Collectively, these investigations extend our understanding of how the microbiome regulates HSC function in the context of aging. They also point to intestinal dysbiosis and altered metabolism as potentially targetable triggers for “inflamm-aging” and impaired HSC function. The extent to which dysbiosis interplays with HSC fitness in other settings remains an open question. In the context of hematologic malignancy, reduced microbial diversity related to chemotherapy and/or antibiotic use is associated with reduced progression-free survival following hematopoietic stem cell transplant.7,8 Likewise, complications such as chronic Clostridium difficile infection, graft-versus-host disease, and overall mortality are associated with loss and/or shifts in microbial diversity.9 Thus, identifying approaches that either correct the composition of the microbiome (such as FMT) or compensate for the effects of dysbiosis via dietary supplementation could improve patient outcomes on multiple fronts. Furthermore, the extent to which dysbiosis contributes to premalignant blood phenotypes like clonal hematopoiesis will be important to determine as a means of establishing early intervention approaches.
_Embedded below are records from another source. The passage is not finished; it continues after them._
Issue #1572, opened 2026-07-06
Read path enumerates + Sscanf-parses the whole FileChunk manifest per read → O(N²), CPU-bound reads


marmos91:
**Re-scoped after a live pprof disproved the original "sparse hole" hypothesis (see correction at bottom).**

## Problem

Every NFS/SMB read enumerates and `fmt.Sscanf`-parses the **entire per-payload FileChunk manifest** — twice. Reads are O(N) in the file's chunk count, so a large or randomly-written file makes reads O(N²) overall and **CPU-bound**, with zero network traffic (the data is local; the cost is *proving* it's local).

## Evidence (SCW POP2-HC-32C-64G, develop `0b2361b8`, live CPU profile under NFSv3 random-read load)

A 512 MiB file written by 30 s of random 4 KiB writes, then read back:

- **randread 2 IOPS, p50 625 ms; seqread 1 IOPS** — and **NIC rx = 0** (nothing fetched from S3).
- CPU profile (25 s, dfs server):

```
81.2%  BadgerMetadataStore.ListFileChunks
75.1%  Syncer.listFileChunksSnapshot
74.7%  Syncer.resolveFileChunk
36.6%  Store.ensureAndReadFromLocal → EnsureAvailableAndRead
36.1%  Syncer.enqueuePrefetch → blockIsLocal      (ListFileChunks AGAIN, per read)
36.2%  parseBlockIdx
31.9%  fmt.Fscanf                                 (Sscanf of the block index)
```

## Root cause

`readAtInternal` (`pkg/block/engine/read_internal.go`) resolves each read through the syncer, and **both** `resolveFileChunk` and the prefetch probe `enqueuePrefetch → blockIsLocal` call `ListFileChunks(payloadID)`, which:

1. enumerates the whole per-payload manifest from badger (`objects.go:listFileChunksTxn`) — O(N) per read, and
2. parses every row's block index with `fmt.Sscanf(idx, "%d", &v)` (`objects.go:717 parseBlockIdx`) — reflection-based, ~100× slower than `strconv`.

N reads × O(N) enumeration = O(N²); large N (large or scattered-write files) → reads go CPU-bound. This is the true cause of the benchmark's random-read collapse (dittofs 7–11 IOPS vs rclone 2583 / local ~200k).

## Fix (two independent wins)

[...]

PR #1580, opened 2026-07-07
perf(block): indexed covering lookup in fillFromCASManifest read hot path

marmos91:
## What

`fillFromCASManifest` (the packed-blocks read enumeration) listed **and sorted the entire per-payload FileChunk manifest on every read** — O(N) per read, N reads ⇒ O(N²), CPU-bound at high fragmentation. The #1466 profile attributed ~46% of read CPU to this walk on a densely-randwritten file.

This resolves the 1–2 chunks that actually cover a read via the badger offset index (`GetFileChunkAtOffset`) instead of scanning the whole manifest.

## How

- Fast path: type-assert the FileChunk store to the `chunkAtOffsetResolver` optional interface (badger implements it) → indexed covering lookup.
- Fallback: holes, evicted chunks, and non-badger backends (sqlite/postgres/memory) fall back to the original full walk, now named `fillFromCASManifestScan`. Behaviour is byte-identical on the fallback.

## Measured (POP2-HC-32C, badger, heavy-fragmentation regime)

Reproduced #1466: 128 MiB file under 180 s of dense 4 KiB random-write, then random-read.

| | rand-read IOPS | `ListFileChunks` share of read CPU |
|---|---|---|
| before | ~75 | 57.6% (CPU-bound, 166%) |
| after  | ~170 (**~2.3×**) | fast path engaged |

At *moderate* fragmentation the walk is only ~1.25% of read CPU (reads are I/O-bound there), so this is a heavy-fragmentation win specifically.

## Known limitation (documented, not a regression)

The fast path **bails to the full scan on a hole**, and sparse random-write files are full of holes — so data-block reads take the fast path while hole reads still scan (`fillFromCASManifestScan` was still ~29% in the heavy run). A complete fix needs a "next chunk at offset ≥ X" successor lookup; not in this PR. Data correctness is unaffected — holes zero-fill exactly as before.

Ref #1572.

### DIFF
--- a/pkg/block/local/fs/drain_reset_testhelpers_test.go
+++ b/pkg/block/local/fs/drain_reset_testhelpers_test.go
@@ -64,6 +64,31 @@ func (m *memFBS) ListFileChunks(_ context.Context, payloadID string) ([]*block.F
 	return out, nil
 }
 
+// GetFileChunkAtOffset mirrors the badger offset index: it returns the row
+// whose absolute byte range [chunkOffset, chunkOffset+DataSize) covers off,
+// or (nil, nil) for a hole. Implementing it here makes every post-rollup
+// read test drive fillFromCASManifest's indexed fast path rather than the
+// scan fallback.
+func (m *memFBS) GetFileChunkAtOffset(_ context.Context, payloadID string, off uint64) (*block.FileChunk, error) {
+	m.mu.Lock()
+	defer m.mu.Unlock()
+	var best *block.FileChunk
+	var bestOff uint64
+	for _, fb := range m.rows[payloadID] {
+		o, ok := block.ParseChunkOffset(fb.ID)
+		if !ok || o > off {
+			continue
+		}
+		if best == nil || o > bestOff {
+			best, bestOff = fb, o
+		}
+	}
+	if best == nil || off >= bestOff+uint64(best.DataSize) {
+		return nil, nil
+	}
+	return best, nil
+}
+
 func (m *memFBS) EnumeratePayloads(ctx context.Context, fn func(payloadID string) error) error {
 	m.mu.Lock()
 	ids := make([]string, 0, len(m.rows))
--- a/pkg/block/local/fs/readpayload.go
+++ b/pkg/block/local/fs/readpayload.go
@@ -231,18 +231,110 @@ func copyRecordIntoDest(recOff uint64, payload, dest []byte, reqStart, reqEnd ui
 	}
 }
 
-// fillFromCASManifest walks the FileChunk manifest for payloadID and
-// fills any still-uncovered bytes of dest from the corresponding CAS
-// chunks. This is the post-rollup read path — bytes that the rollup has
-// already moved out of the append log into CAS storage. The manifest is
-// the authoritative ordering once a chunk is committed.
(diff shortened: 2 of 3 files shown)


marmos91:
Closing after a clean re-benchmark overturned the 2.3x this PR claimed.

A same-file A/B (develop vs this branch, POP2 badger) showed randread **814→853 single-stream** and **2583→2656 at 16 streams** — both within noise — and \`GetFileChunkAtOffset\` never appeared in any read profile. An idle profile (zero client reads) showed why: the server burns ~48% CPU on a **background rollup** (\`rollupFile → scanAllFiles → ListFileChunks\`), which is where the 41–57% \`ListFileChunks\` cost actually came from. This PR only rewires the read-path \`fillFromCASManifest\`, not rollup. Once rollup drains, the steady-state read path is \`ReadPayloadAt\` + disk \`Pread\` — it no longer touches the manifest scan at all.

So \`fillFromCASManifest\` is only hot in the transient pre-rollup window or a rollup-starved (many-small-files) workload — not steady-state reads. Not worth the hole-fallback complexity on the strength of a confounded number. Branch \`fix/1572c-fillcas-covering\` kept locally if the rollup-starved regime ever needs it.

marmos91:
## Why this was reopened

I closed this last session on a **"rollup confound"** verdict — I'd measured `ListFileChunks` at 41–57% CPU, then found a background rollup sweep (`rollupFile → scanAllFiles → ListFileChunks`) also burning CPU, and concluded the read-path cost I'd attributed to `fillFromCASManifest` was actually the rollup, which this PR doesn't touch.

**That verdict was wrong**, and a clean re-measurement on a dedicated rig (SCW POP2-HC-32C-64G) proves it:

- **Rollup fully idle** — drained before capture, `dfs` CPU 0.0%. Not the rollup sweep.
- **Pure cache-hit, zero S3/RTT** — `dittofs_datapath_block_range_reads_total` delta = **0** during the run.
- Under those controls, `handleNFSRead → ReadFromBlockStore → engine.Store.ReadAt → FSStore.ReadPayloadAt → fillFromCASManifest → ListFileChunks` is **75–82% of read CPU** — and it sits under `handleNFSRead`, not `rollupFile`.
- Confirmed at **both** 32MiB and 10GB cache (11756 IOPS/48MB/s large-cache; 2771 IOPS tiny) → not a cache-size artifact.

The earlier "confound" measurement had hit a **non-rolled-up** file (direct append-log fast path, no manifest fill). **Steady state = rolled-up (packed) files**, which route every read through `fillFromCASManifest → full ListFileChunks` = O(chunks) JSON decode per read. This PR's indexed covering lookup is the real, rollup-independent fix.

Being revived with a **successor ("next chunk ≥ offset") lookup** so sparse/holed files don't bail back to the full scan (the original commit's known limitation). Evidence: `results/read-baseline/READ-BASELINE.md`.

marmos91:
Superseded by #1587, which carries this same covering-lookup fix **plus** the successor ("next chunk ≥ offset") lookup so sparse/holed files no longer bail to the full scan — the one limitation this branch had. The reopen rationale above (clean-rig re-measurement overturning the "rollup confound" verdict) applies to #1587. Closing in favor of #1587.

PR #1581, opened 2026-07-07
perf(block): access-pattern-aware remote readahead

marmos91:
## What

Remote block prefetch fired a **fixed `PrefetchBlocks` (default 64) after every remote read, regardless of access pattern**. On a random read that means 64 speculative S3 GETs for blocks the reader will never touch — wasted WAN bandwidth and object-store cost, and download-queue contention that can slow the demanded fetches. (`doc.go` already described a "1→2→4→8 adaptive" readahead, but the code never implemented it.)

This adds the access-pattern awareness the doc promised: a per-payload read frontier drives an adaptive prefetch window.

## How

- `planReadahead(payloadID, start, end)` (new `readahead.go`) tracks each payload's last read frontier.
  - **Sequential** run (a read continuing at/just past the frontier) ramps the window `1→2→4→…→PrefetchBlocks`, the Linux readahead pattern.
  - **Random** jump resets the window to **0** — no speculative GETs.
- `EnsureAvailableAndRead` replaces the fixed `for i := range PrefetchBlocks` loop with `for i := 0; i < planReadahead(...); i++`.
- Per-payload state is a bounded map (`maxReadaheadEntries`, arbitrary eviction — readahead state is disposable, a dropped entry just re-ramps).

## Tests

5 unit tests in `readahead_test.go` pin the logic: cold start (depth 0), sequential ramp `1,2,4,…,64` capped, random reset to 0, re-read tolerance, disabled-when-`PrefetchBlocks=0`, and the map bound. Full `pkg/block/engine` suite (328 tests) green, lint clean.

## Measurement status (follow-up)

WAN throughput/GET-count A/B is **not yet included** — the bench rig couldn't be held in an S3-only state (rollup logblob + `pin` retention keep data local), so the remote-fetch path wouldn't engage reproducibly. One cold-window sample did show the waste this fixes: a **baseline 8 MB random read pulled 20 MB from S3** (2.5× prefetch amplification). A clean throughput number needs a purpose-built harness (evict-retention + tiny local cache so blocks are S3-only by construction); tracked as a follow-up.

### DIFF
--- a/pkg/block/engine/fetch.go
+++ b/pkg/block/engine/fetch.go
@@ -383,7 +383,12 @@ func (m *Syncer) EnsureAvailableAndRead(ctx context.Context, payloadID string, o
 		}
 	}
 
-	for i := range m.config.PrefetchBlocks {
+	// Prefetch ahead only as far as the payload's access pattern justifies:
+	// a sequential run ramps the window up to PrefetchBlocks, a random read
+	// prefetches nothing (planReadahead returns 0) so we never spend remote
+	// GETs on blocks a random reader will not touch.
+	depth := m.planReadahead(payloadID, startBlockIdx, endBlockIdx)
+	for i := 0; i < depth; i++ {
 		m.enqueuePrefetch(payloadID, endBlockIdx+1+uint64(i))
 	}
 
--- a/pkg/block/engine/readahead.go
+++ b/pkg/block/engine/readahead.go
@@ -1,0 +1,64 @@
+package engine
+
+// maxReadaheadEntries bounds the per-payload readahead state map. Readahead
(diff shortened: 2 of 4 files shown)


marmos91:
Addressed Copilot review:

- **readahead.go:5 comment** — fixed. Corrected the off-by-one: an evicted/cold entry re-ramps from a *cold start* (the re-creating read returns 0; the next sequential read reaches depth 1), not "from depth 1".
- **readahead.go:35 nil-map** — declined. `NewSyncer` (syncer.go:325) is the sole constructor and always inits `readahead: make(...)` (syncer.go:331). No struct-literal construction path exists in non-test code, so a lazy-init guard would be defense for an unreachable state. Left as-is per YAGNI.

A common challenge in microbiome studies is the difficulty in fulfilling Koch’s postulates, ie, demonstrating conclusively that changes in a specific microbe or set of microbes are the direct cause of a specific disease state.10 This is due in large part to the technical hurdles in isolating, culturing, and inoculating obligate anaerobes with fastidious environmental requirements. Here, the authors show inoculation with Lachnospiraceae can rejuvenate HSC activity in aged mice. Interestingly, the authors’ data suggest this bacterial genus may be less abundant in the microbiome of unmanipulated young mice relative to aged animals. Likewise, FMT-YA does not appear to restore a “young” microbiome but rather establishes a distinct set of dysbiotic alterations that exert beneficial effects, such as reduced gut permeability and inflammation. Thus, rather than attempting to restore a fully “youthful” complement of intestinal microbes, this study suggests it may be possible to either supplement the microbiome with a specific complement of bacteria that restore gut integrity and/or “crowd out” strains that promote morbidity. Conversely, it may be more straightforward to supplement needed metabolites via diet. Indeed, a key finding of this study is that microbiota-regulated changes to systemic metabolism, perhaps via translocation of bacteria-derived metabolites to the systemic milieu, lie upstream of aging-related pathogenic features like inflammatory cytokine production. Therapeutic approaches that address metabolism as a target may provide a novel modality for restoring hematopoietic and immune function while addressing potential safety concerns associated with immunosuppressive strategies such as cytokine blockade.
Conflict-of-interest disclosure: The author declares no competing financial interests.